— Exercise prompt —
For the material below, return exactly the lines starting at the one holding "(Obviously it's great" and ending at the one holding "Okay, I've looked", counting both as part of the range.

========================

PR #14720, opened 2023-11-10
constexpr causes undefined references

dawidcha:
It looks to me like the build is currently failing with undefined references to kDescriptorMethods?

This change fixes the issue for me at least.


hlopko:
Hi, could you please sign the CLA? We can't accept your contribution without it. Thanks!

PR #14789, opened 2023-11-17
[C#] Fix trimming warning in JSON formatter enum handling

JamesNK:
There is a new trimming/AOT warning in JSON formatter enum handling. I have fixed it by suppressing the value.
I also tested the solution with the .NET 8 SDK and suppressed some other warnings that came up (they're already handled).

It would be great to include this fix in a 25.x release.


jskeet:
I'll try to get to this on Monday, but I make no promises.

jskeet:
(Obviously it's great that it's small, but I need to dig into AOT/trimming in more detail to understand things.)

jskeet (approved):
Okay, I've looked through the docs, and these look reasonable to me.

@deannagarcia: Please could you add appropriate labels/whatever so that this would be included in 25.2, assuming such a release happens?

JamesNK:
ping @deannagarcia

Just want to make sure this doesn't get left behind.

PR #14792, opened 2023-11-17
Remove inappropriate executable permissions from a header

musicinmybrain:
This file is not script-like, so having the executable bit set makes no sense.


hlopko (approved):

musicinmybrain:
This PR is still valid.

ericsalo (approved):

JasonLunn:
@musicinmybrain - would you mind merging the main branch back into this? All the current tests are passing but a few new configurations were added recently and they seem to be what is keeping this from merging automagically.

musicinmybrain:
> @musicinmybrain - would you mind merging the main branch back into this? All the current tests are passing but a few new configurations were added recently and they seem to be what is keeping this from merging automagically.

Done. Hopefully that takes care of it.

PR #14809, opened 2023-11-20
ruby: return 0 from shared_convert.c in failure cases

dcermak:
Functions declared as returning a value must return a value, otherwise the return value is undefined.
This fixes building protobuf with -Werror=return-type


hlopko:
Hi, could you please sign the CLA? We can't accept your contribution without it. Thank you!

hlopko:
I see, thank you. Therefore I'll have to close this PR.

PR #14842, opened 2023-11-24
Added ability to specify a root namespace as protoc option in CSharp

loicmorvan:


jskeet:
Please edit your pull request description to provide a lot more context here - the purpose of the feature, why the existing features are inadequate etc. We don't take new options lightly, and personally it's not clear to me that this is really necessary.

PR #14847, opened 2023-11-27
python: support passing `memoryview` to `bytes` fields

### LINKED ISSUE #6782: Support using python memoryview for setting bytes data

fandreuz:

========================

— Solved problem —
(Obviously it's great that it's small, but I need to dig into AOT/trimming in more detail to understand things.)

jskeet (approved):
Okay, I've looked through the docs, and these look reasonable to me.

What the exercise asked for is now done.